Mr. Philip Dunne (Ludlow) (Con): It is always a great pleasure, and an increasingly frequent one, to follow my hon. Friend the Member for Beverley Holderness (Mr. Stuart). He spoke with his customary vigour, both in his main contribution and in his several robust interventions earlier.

This is a very important debate, for various reasons but not least because it will have an impact on a great many people outside the House. The hon. Member for Hartlepool (Mr. Wright) made a very thoughtful and welcome speech, in which he set out some of the demographic matters that had not been mentioned before. It is a fact that 18.5 per cent. of this country’s population are over the age of 65, yet many people, until approaching retirement, have no real understanding of the significance of pension arrangements. Moreover, a great many of the people who have retired have suffered the shock of discovering that their pension schemes have closed.

As we have heard, more and more people find themselves in pension difficulty as each year goes by. I am especially worried about that, because so many people choose to live out their retirement days in my constituency: 26 per cent. of my constituents are over 65, and the proportion is expected to rise to 30 per cent. by the end of the decade. One reason I was especially interested to join the Work and Pensions Committee when I came to the House was that, during the last general election, a great many people raised their concerns with me about the pensions crisis developing under this Government. In my constituency, members of pensioner groups and the local senior citizens forums regularly ask me what can be done to put right the damage inflicted on pensions.

Generally speaking, people have lost confidence in their retirement prospects, but that is not entirely due to the decision to abolish dividend tax credit. I do not intend to argue that that was the sole reason, as the problem has several contributory factors—one of the most fundamental being that the savings ratio has halved over the past 10 years. This is an argument for which the Government take no responsibility, but it is a fact that savings have declined significantly partly because people do not believe that it is in their best interests to save for their retirement.

Returns from pensions have been cut, as we heard just a moment ago, with the decline in the number of defined benefit schemes.
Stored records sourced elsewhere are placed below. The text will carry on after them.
PR #3529, opened 2025-06-25
feat(transparent-player): new plugin for Acrylic, Mica or Tabbed effects

### LINKED ISSUE #3629: [Feature Request]: Acrylic app backgorund
### Preflight Checklist

- [x] I have searched the [issue tracker](https://github.com/th-ch/youtube-music/issues) for a feature request that matches the one I want to file, without success.

### Problem Description

Add Acrylic background option for people wishing to use it (like me). It helps with system consistency if the other apps in the system have transparency. If the custom CSS is not applied, the app will still look normal.

_Homepage_

_Player Bar + Player Page_

### Proposed Solution

In index.ts, `const win = new BrowserWindow({})` starting line 359:
remove line 363: `backgroundColor: '#000',`
add: `backgroundMaterial: 'acrylic', transparent: 'true'

Use custom CSS: (extension changed to txt for upload)
[transparent background.txt](https://github.com/user-attachments/files/21224790/transparent.background.txt)
This a modified version of the CSS style from the extension for Zen Browser, [Zen Internet](https://www.sameerasw.com/zen). It changes a few other aspects of the player to make it look something like this:

### Alternatives Considered

- Leave it alone and build a custom version for myself when a new YTM version is released

### Additional Information

_No response_

frostybiscuit:
# Transparent Player plugin

## Options
- Opacity
    - Allowing to set the opacity of the apps background-color from 10-100%
- Type
    - Allows the user to select effects from "Acrylic", "Mica" and "Tabbed" without the need of reloading the app

## Known limitations
- As of now this will only work for Windows 11 22H2 and above. Support for MacOS is possible, but I don't have a device to test this on.
- The transparency for Acrylic is only visible when the window is currently in focus. This is a limitation by Windows and can only be "fixed" by using a third party application like "Mica for Everyone".

#### Acrylic (10%)
Acrylic_10%
#### Acrylic (50%)
Acrylic_50%
#### Acrylic (100%) - basically fully opaque
Acrylic_100%
#### Mica
Mica
#### Tabbed
Tabbed
#### Disabled
Disabled

## Notes
- The plugin can be fully disabled, but the initial settings need to be set to an active material in order for it to work properly (I chose Mica for least intrusion, but it should never be visible to the user unless they enable this plugin).
- I had to set the initial "backgroundColor" for the electron window instance to a transparent black for the effects to function, because this cannot be changed properly during runtime. The transparent background will never be visible without my plugin, since the website itself has a background-color set.

Closes https://github.com/th-ch/youtube-music/issues/3629


frostybiscuit:
@JellyBrick Not sure what went wrong with the build here, but considering it hit a timeout, I guess it could have been a hiccup during the build? ¯\_(ツ)_/¯

Could I kindly ask you to re-trigger the build? That is, if the whole concept of this plugin even matches with your vision for the app of course!

ArjixWasTaken:
@frostybiscuit

don't sweat it about the CI errors
also, there is no vision for the app, any idea that is shared by many people and doesn't negatively impact others will probably end up getting accepted

ArjixWasTaken:
> The plugin can be fully disabled, but the initial settings need to be set to an active material in order for it to work properly (I chose Mica for least intrusion, but it should never be visible to the user unless they enable this plugin).

I'd suggest marking the plugin as `restartNeeded: true`, and only add an initial active material if the plugin is enabled.

ArjixWasTaken:
Also, according to the docs, dynamically changing the material is exclusive to windows.
image

Dunno if the exclusivity also applies to the initial property of `backgroundMaterial`, but I also can't find it in the docs.

frostybiscuit:
@ArjixWasTaken Thanks for looking into it, very much appreciated!

I initially tried not having a backgroundMaterial set unless the plugin is initialised, but then the whole effect would not work at all, not even with restartNeeded set to true.

I would prefer this approach myself and tried around for a few days, but didn't find any working solution (other than loading a config before the initial window config) so I thought Mica being a native effect on W11 which can be disabled on OS level should have very little if any performance impact on the Users.

That said, I can continue to find a proper and clean solution to have unchanged initial settings until the plugin is enabled!

frostybiscuit:
Ignore this PR for now until I found a solution to not have any backgroundMaterial set initially, because I assume that there could be an issue on macOS running electron with this setting applied, even if only for the headless instance for testing.

ArjixWasTaken:
The config is available on `index.ts`
https://github.com/frostybiscuit/youtube-music/blob/feature/transparent-player-plugin/src/index.ts#L132-L138

you just have to write the json path

frostybiscuit:
@ArjixWasTaken I guess the test error was caused by the fact that the initial window options had a backgroundMaterial on macOS, even if the value was undefined. Now the builds run through, but in general the plugin only works on Windows for now.

I know that macOS also has a way to get this working, using "vibrancy", but I don't have a macOS device to test that on my end, so I wouldn't feel too comfortable testing this, but I'd be fine adapting the plugin itself accordingly to set the correct values.
As for Linux, I can't find a way to guarantee that it will work, especially since it is also distro dependent.

Would it be acceptable to have this as a Windows-only plugin for now, or should we first make sure that at least macOS is supported as well before continuing?

ArjixWasTaken:
On that topic, I'd like to make a suggestion

@JellyBrick currently, for platform-dependent plugins, we have an imho ugly way of disabling them on unsupported platforms.

e.g. https://github.com/th-ch/youtube-music/blob/master/src/index.ts#L64-L69

I suggest we introduce a way for a plugin to declare that it supports specific platforms.
e.g. using an enum

```typescript
export default createPlugin({
  platform: Platform.Windows | Platform.Darwin
});
```

In my opinion, declarative is better than imperative

---

@frostybiscuit it's totally fine to release your plugin for a specific platform, getting the plugin merged means that other people may contribute their own platform in a separate PR

frostybiscuit:
> I suggest we introduce a way for a plugin to declare that it supports specific platforms. e.g. using an enum
> 
> ```ts
> export default createPlugin({
>   platform: Platform.Windows | Platform.Darwin
> });
> ```

Fully agree that initializing plugins only if they support the current platform is supported makes most sense! For now I would maybe add "(Windows)" to the plugin label, unless you say that it isn't necessary.

Also, if you need a helping hand with the platform specific initialization, feel free to reach out, I would gladly help with that!

ArjixWasTaken:
> For now I would maybe add "(Windows)" to the plugin label, unless you say that it isn't necessary.

The plugin should be completely hidden from the user if their platform is not supported, as long as it's properly dealt with.
e.g. https://github.com/th-ch/youtube-music/blob/master/src/index.ts#L64-L69

frostybiscuit:
Gotcha! I will tackle this tomorrow

frostybiscuit:
@ArjixWasTaken The plugin is now fully removed on non-windows devices and the config is only touched after the plugin was enabled. Let me know if you want anything else adapted!

JellyBrick (approved):

Lyosey:
I really dont understand what im supposed to do to make the player transparent, do I download a file, is it an option im missing orr?

frostybiscuit:
@Lyosey It's a new plugin, tho currently only for Windows devices. So if you're on a Mac or on Linux, you won't see the plugin at all.

Lyosey:
@frostybiscuit Im on windows, I just dont get what im supposed to do, where is the plugin?

Decordy:
> @frostybiscuit Im on windows, I just dont get what im supposed to do, where is the plugin?

1st, check your updates. Make sure you're on latest version 3.11.0. Best way is to check [Releases](https://github.com/ytmd-devs/ytmd/releases) or have Auto-Update turned on in the Options tab.
2nd, this only works on Windows \_**_11_**\_ 22H2 and above, which saddens me tbh, what were Microsoft thinking...

Yilmaz4:
We need this in Linux Wayland ASAP

ArjixWasTaken:
> We need this in Linux Wayland ASAP

if you are on KDE, you can already do this by adding custom window rules

Yilmaz4:
> if you are on KDE, you can already do this by adding custom window rules

Wouldn't that make the entire window transparent, including the text and images, as opposed to just the background? I'm on Hyprland and it also has a similar feature, but that's not what I want

jeremaya123:
is there any way to prevent app from stopping transparent while being in other app?

LeviOP:
I don't really understand why this is windows-only. If you set `transparent: true` on the main window, this plugin works perfectly on linux (although it doesn't work when the devtools are open for some reason? idk)

frostybiscuit:
@LeviOP The reason for that is that I don't have a Linux machine to test this on and don't want to push stuff without proper testing. This is an open source project after all, so if you have the device to test this on, then please feel free to create a PR for Linux support.

frostybiscuit:
@jeremaya123 You could use [MicaForEveryone](https://github.com/MicaForEveryone/MicaForEveryone), select the process and enable "Blur behind" so it will always have a Mica or Acrylic effect, whatever you set it to.

Windhawk also has a mod called "Translucent Windows" which can do the same thing, in case you already use Windhawk for something else or prefer an alternative over MicaForEveryone.

jaynemaxwell:
> I don't really understand why this is windows-only. If you set `transparent: true` on the main window, this plugin works perfectly on linux (although it doesn't work when the devtools are open for some reason? idk)

yes this is a limitation on electron's side, and is a common occurrence in electron projects that allow for window transparency.
see https://www.electronjs.org/docs/latest/tutorial/custom-window-styles#limitations

LeviOP:
> yes this is a limitation on electron's side, and is a common occurrence in electron projects that allow for window transparency.

okay then it's not an issue with linux. then there really is no reason this is windows-only right now.

Astear17:
> @ArjixWasTaken I guess the test error was caused by the fact that the initial window options had a backgroundMaterial on macOS, even if the value was undefined. Now the builds run through, but in general the plugin only works on Windows for now.
> 
> I know that macOS also has a way to get this working, using "vibrancy", but I don't have a macOS device to test that on my end, so I wouldn't feel too comfortable testing this, but I'd be fine adapting the plugin itself accordingly to set the correct values. As for Linux, I can't find a way to guarantee that it will work, especially since it is also distro dependent.
> 
> Would it be acceptable to have this as a Windows-only plugin for now, or should we first make sure that at least macOS is supported as well before continuing?

Hey, I can do macOS testing if you need. Currently I found no option to toggle translucent feature.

Only a third are now open to new members compared with the number in 1997. The income from final salary schemes is falling across the country. Defined contribution schemes, for all their attractions to the funders, are not expected to provide the same level of income in retirement as the final salary schemes that they replace.
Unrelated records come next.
PR #3580, opened 2025-07-08
Update README.md with link to live diagram

JetsettingJames:
Adding badge with link to https://repomapr.com/th-ch/youtube-music to help devs understand the repo.
image


ArjixWasTaken:
As a contributor to this project, I can confidently say that it is highly inaccurate (e.g. it says we use React when we use Solidjs), and honestly it's way more confusing than just reading the README and browsing the code.

Also, the "node"s themselves are defined in what appears to be random classification/order.
It also claims that "youtube-dl" is used in this project, which is blatanly wrong.

JetsettingJames:
@ArjixWasTaken thanks for your constructive feedback. If improved, would you see utility in this product?

ArjixWasTaken:
Personally? No
I have aphantasia, among other stuff, so I find it easier to just look at the code.

Would be interesting if it generated documentation, akin to [readthedocs](https://about.readthedocs.com/) and had a node-based explorer, where each node is an entry in the documentation.

But the accuracy of the data is important as well.

ArjixWasTaken:
Overall, th-ch/youtube-music is not a library, so AI generated documentation like this seems out of place.
Maybe if it could focus on specific parts (just like you would do on hand-written docs), and not the entire codebase, it would be better.

JetsettingJames:
@ArjixWasTaken Thanks. Have indexed accurately other proper libraries, so maybe that. Will iterate and ping once we feel we have something better.

SomeAspy:
link is dead

PR #3588, opened 2025-07-10
feat: enable the ESM for main

JellyBrick:


src/index.ts
```diff
@@ -74,9 +74,6 @@ unhandled({
   showDialog: false,
 });
 
-// Disable Node options if the env var is set
-process.env.NODE_OPTIONS = '';
```
MulverineX, line 78: Why was this removed?

JellyBrick: Are there any regressions caused by this change?

JellyBrick: @MulverineX Are there any regressions caused by this change?

MulverineX: @JellyBrick what I mean is, why was that code there in the first place, and what was the reasoning for removing it? Doesn't this make it a little easier to inject into the app?

PR #3592, opened 2025-07-10
feat(api-server): Improved api-server volume and like/dislike state

rewhex:
This PR includes a couple of small but useful improvements to the api-server:

_Volume State Endpoint:_
The volume state endpoint now includes a new `isMuted` boolean. It was a single `state` volume level before, now it also has `isMuted` property, to detect whether volume button is pressed (just what the `/v1/toggle-mute` does).

_New Like State Endpoint:_
Added a new endpoint: `GET /v1/like-state`
It returns the current song's like/dislike status, using the same values: `LIKE, DISLIKE, INDIFFERENT` as YouTube Music already has.

### DIFF
--- a/src/providers/song-info-front.ts
+++ b/src/providers/song-info-front.ts
@@ -79,12 +79,39 @@ export const setupRepeatChangedListener = singleton(() => {
   );
 });
 
+export const setupLikeChangedListener = singleton(() => {
+  const likeDislikeObserver = new MutationObserver((mutations) => {
+    window.ipcRenderer.send(
+      'ytmd:like-changed',
+      (mutations[0].target as HTMLElement).getAttribute('like-status'),
+    );
+  });
+  likeDislikeObserver.observe(document.querySelector('#like-button-renderer')!, {
+    attributes: true,
+    attributeFilter: ['like-status'],
+  });
+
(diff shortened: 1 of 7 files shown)


rewhex:
@JellyBrick hello, I've fixed copilot's comments, can you please merge this PR?

src/providers/song-info-front.ts
```diff
@@ -79,12 +79,48 @@ export const setupRepeatChangedListener = singleton(() => {
   );
 });
 
+const mapLikeStatus = (status: string | null): LikeType =>
+  Object.values(LikeType).includes(status as LikeType)
+    ? (status as LikeType)
+    : LikeType.Indifferent;
+
+export const setupLikeChangedListener = singleton(() => {
+  const likeDislikeObserver = new MutationObserver((mutations) => {
```
JellyBrick, line 90: Is the use of MutationObserver strictly necessary in this part?

rewhex: Hmm, I don't think we can trigger state change by something else. Like any other controls (volume for example) we can get the buttons state with this and show it to the user.

<details>
  <summary>Screenshot</summary>
  
</details>

Issue #2200, opened 2024-07-04
[Bug]: No Minimum Screen Size Limit


SubhamSubhasisPatra:
### Preflight Checklist

- [X] I use the latest version of YouTube Music (Application).
- [X] I have searched the [issue tracker](https://github.com/th-ch/youtube-music/issues) for a bug report that matches the one I want to file, without success.
- [X] I understand that **th-ch/youtube-music has NO affiliation with Google or YouTube**

### YouTube Music (Application) Version

3.3.12.0

### Checklists

- [ ] I use the portable version of the YouTube Music Application.
- [X] I can reproduce this issue in the [official version of (WEB) YTM](https://music.youtube.com).

### What operating system are you using?

Windows

### Operating System Version

Windows 11

### What CPU architecture are you using?

x64

### Reproduction steps

1. Open the app, and try to resize the window from the corner. 
2. the issue is you will be able to resize till the navigation bar.

### Expected Behavior

While resize the app, the window should not allow to minimise more after a certain height and width.

### Actual Behavior

When u size the screen it is like a tiny screen.

![Screenshot 2024-07-04 113816](https://github.com/th-ch/youtube-music/assets/43811917/f0223bdb-9721-4e77-b6ae-e052f70e502a)

### Enabled plugins

Nothing

ArjixWasTaken:
Why is this an issue?

patYczakus:
@SubhamSubhasisPatra there's no limit in height - you can also make this height on any browser (for example Edge)
However @ArjixWasTaken, there is no limit in width, and as a result, the appearance becomes distorted and the buttons with _In-app menu_ plugin enabled overlap with standard buttons. This problem can be solved I think

> Too small width
> ![image](https://github.com/th-ch/youtube-music/assets/75316297/b418000a-c696-49a6-9016-4b2651d68cd1)

> Good width, but overlapping buttons
> ![image](https://github.com/th-ch/youtube-music/assets/75316297/c2faaa00-b8e7-412d-9e0c-9e3a59649ad8)

patYczakus:
Theory of relativity, somebody may take this as a issue, someone not
Even thought, better (for my opinion) add some limits, just in case

SubhamSubhasisPatra:
@ArjixWasTaken there should be some restriction on both height and width , if we are not doing that then the UI should be responsive, In my opinion overlapping of button is not a good thing. Even the screen is very small the close icon should not be overlapping.

[...]

PR #3602, opened 2025-07-12
Prevent UI breakage on small window sizes

Codewire-github:
**Changes**
- Added minWidth: 325 and minHeight: 425 to **BrowserWindow** in **_index.ts_** to avoid layout issues
- This ensures the Music controls are visible in smallest window possible

**Before:**
Screenshot 2025-07-12 at 1 02 33 PM

**After:**
Screenshot 2025-07-12 at 1 00 51 PM

### DIFF
--- a/src/index.ts
+++ b/src/index.ts
@@ -343,8 +343,8 @@ async function createMainWindow() {
     titleBarStyle: useInlineMenu
       ? 'hidden'
       : is.macOS()
-        ? 'hiddenInset'
-        : 'default',
+      ? 'hiddenInset'
+      : 'default',
     autoHideMenuBar: config.get('options.hideMenu'),
   };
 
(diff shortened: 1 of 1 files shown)


ArjixWasTaken:
I am not gonna say that this is a bad change, but I am gonna say that it is a non-issue imo.
You aren't making the UI better at a smaller window size, you just prevent the window from being small in the first place.

So like, nothing really changed
(in the sense that nobody should be resizing their window to be that small in the first place)

--

PS: I am in favor of this getting merged, there has been [an issue](https://github.com/th-ch/youtube-music/issues/2200) about this for quite a while.

PS2: Add `Resolves: #2200` to the description of this PR

JellyBrick:
I don't want to fix this, because someone might want to make the window smaller.

(However, thanks for contributing!)

briankenwell:
I agree with @JellyBrick, I've previously made the window very small, like the iTunes/Apple Music MiniPlayer. The play/pause button and next track buttons were visible with the artist/song name. Would only resize the window when switching playlists, which I would typically only do once or twice a day at most.
Maybe this could be a plugin or preference rather than something not easily turned off?

PR #3606, opened 2025-07-12
Add Material UI 3 component library

ArjixWasTaken:


ArjixWasTaken:
Honestly, it might be better if we can somehow transcompile mdui to be in ES5 syntax.
But I don't really know if that would work :smiling_face_with_tear:

ArjixWasTaken:
Opened this for review, but I am unsure if it's actually ready to get merged.

src/renderer.ts
```diff
@@ -1,5 +1,10 @@
 import i18next from 'i18next';
 
+import 'mdui';
+import { setTheme } from 'mdui/functions/setTheme.js';
+
+setTheme('dark')
```
JellyBrick: Should `setTheme` be called here?

ArjixWasTaken: I am calling it there so it switches as fast as possible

Another major issue that is having a big impact on people’s confidence in retirement has been the threat of means testing. There was a big discussion about that earlier, which I will not repeat. I recognise that a large part of the measures in the Pensions Bill is aimed at reining back the spread of means testing. I welcome that because otherwise, as Lord Turner’s report demonstrated, 70 per cent. of the population would be on means-tested pension benefits.